Vampir NG: Analysing the parallel Efficiency
Vampir, comprised of tracing libraries and the Vampir GUI for analysis of the run time traces, supports the development and tuning of programs parallelized using e.g., the MPI message passing interface. Using these tools enables you to investigate the communication structure of your parallel program, and hence to isolate inefficient MPI programming. In particular, the parallel capabilities of Vampir Server allow to analyze very large trace files efficiently.
Installation on LRZ HPC platforms
The tracing software as well as the GUI for visualizing the trace files is available on all HPC platforms at LRZ. However the Vampir Server software, which also allows parallel analysis of (large) trace files is only available on SuperMUC.
Before using Vampir or Vampirtrace, it is necessary to load the appropriate environment module:
module load vampir
Note that this module will load the tracing environment that depends on the loaded MPI module; not all available MPI environments are supported (see table above for details).
The standard method of invoking the MPI compilers (via the mpif90, mpicc, ... wrapper scripts) must be replaced by special build commands which automatically perform instrumentation.
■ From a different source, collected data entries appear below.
PR #2085, opened 2023-06-06
Modify rule S2365: Migrate to new educational format

gregory-paidis-sonarsource:
https://sonarsource.github.io/rspec/#/rspec/S2365/csharp


rules/S2365/vbnet/rule.adoc
```diff
@@ -1,55 +1,47 @@
...
 
-[source,vbnet]
+==== Noncompliant code example
+
+[source,vbnet,diff-id=1,diff-type=noncompliant]
 ----
-Module Module1
-    ' Internal state
-    Dim array = {"apple", "banana", "orange", "pineapple", "strawberry"}
+Module SomeModule
```
csaba-sagi-sonarsource, line 13: NITPICK:
The C# and VB.NET examples are not the same. Here we have a module, while for C# the property is not nested inside a class.

rules/S2365/vbnet/rule.adoc
```diff
@@ -1,55 +1,47 @@
 == Why is this an issue?
 
-Most developers expect property access to be as efficient as field access. However, if a property returns a copy of an array or collection, it will be much slower than a simple field access, contrary to the caller's likely expectations. Therefore, such properties should be refactored into methods so that callers are not surprised by unexpectedly poor performance.
+Most developers expect https://learn.microsoft.com/en-us/dotnet/visual-basic/language-reference/properties[property] access to be as efficient as https://learn.microsoft.com/en-us/dotnet/visual-basic/programming-guide/language-features/objects-and-classes/#fields-and-properties[field] access. However, if a property returns a copy of an array or https://learn.microsoft.com/en-us/dotnet/visual-basic/programming-guide/concepts/collections[collection], it will be much slower than simple field access, contrary to the caller's likely expectations. Therefore, such properties should be refactored into methods so that callers are not surprised by the unexpectedly slower performance.
```
csaba-sagi-sonarsource, line 3: Just thinking out loud:
This is why I am not sure it is a good idea to put the links here. We have duplicated the whole text because of the language-specific links + anyway, the links will be in the resources part (some more duplication) + if the links break we will need to fix it in more places (higher maintenance) + do we really need a link here for it? Advanced users will not click them because they know what it is while people with less experience should anyway look at all the resources in the documentation part.

rules/S2365/rspecator-dotnet.adoc
csaba-sagi-sonarsource, line 1: If I understand it correctly, there is nothing dotnet specific in this file, we can name it just rspecator and if ever a third language comes it can also include it.

rules/S2365/vbnet/rule.adoc
gregory-paidis-sonarsource: That's a good point, I removed the links and moved it to `why-dotnet.adoc`

rules/S2365/csharp/rule.adoc
```diff
@@ -1,16 +1,21 @@
-== Why is this an issue?
+include::../why-dotnet.adoc[]
 
-Most developers expect property access to be as efficient as field access. However, if a property returns a copy of an array or collection, it will be much slower than simple field access, contrary to the caller's likely expectations. Therefore, such properties should be refactored into methods so that callers are not surprised by the unexpectedly poor performance.
+This rule tracks calls to the following methods inside properties:
 
+* https://learn.microsoft.com/en-us/dotnet/api/system.linq.enumerable.tolist[Enumerable.ToList]
+* https://learn.microsoft.com/en-us/dotnet/api/system.linq.enumerable.toarray[Enumerable.ToArray]
+* https://learn.microsoft.com/en-us/dotnet/api/system.array.clone[Array.Clone]
```
csaba-sagi-sonarsource, line 7: This should also be part of why-dotnet.adoc

rules/S2365/vbnet/rule.adoc
```diff
@@ -1,55 +1,41 @@
...
-Most developers expect property access to be as efficient as field access. However, if a property returns a copy of an array or collection, it will be much slower than a simple field access, contrary to the caller's likely expectations. Therefore, such properties should be refactored into methods so that callers are not surprised by unexpectedly poor performance.
+== How to fix it
 
+=== Code examples
 
-=== Noncompliant code example
+==== Noncompliant code example
 
-[source,vbnet]
+[source,vbnet,diff-id=1,diff-type=noncompliant]
```
csaba-sagi-sonarsource, line 9: The code snippets are still different, could you please make them identical for c# and vb.net?

csaba-sagi-sonarsource (changes requested):
I left two small notes, please address. After that it is good to go!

The following commands must be used for compiling:
|Language||Compilation line template|
|Fortran 77||vtf77 [-g] -c <further options> myprog.f|
|Fortran 90 and higher||vtf90 [-g] -vt:f90 mpif90 -c <further options> myprog.f90|
|C||vtcc [-g] -vt:cc mpicc -c <further options> myprog.c|
|C++||vtcxx [-g] -c -vt:cxx mpiCC <further options> myprog.cpp|
Linkage is similarly performed, for example:
vtf90 <further linkage options> -o myprog.exe myprog.o foo1.o foo2.o ...
Also note that -g usually implies that optimization is turned off unless you add them back again in the <further options> section. In particular, OpenMP tracing is also supported if you additionally specify the -openmp switch at compilation and linkage.
Subroutine tracing is automatically performed by the compiler wrappers.
Binary instrumentation (dyninst) is presently not supported in the LRZ-installed version.
Controlling Trace Generation
Please check the documentation on VampirTrace referenced below for the
- environment variables
- configuration file entries
which are available for controlling the tracing process (name of output file, process and file filtering etc.) Suitably chosen settings in particular may be advantageous in limiting the amount of generated trace data.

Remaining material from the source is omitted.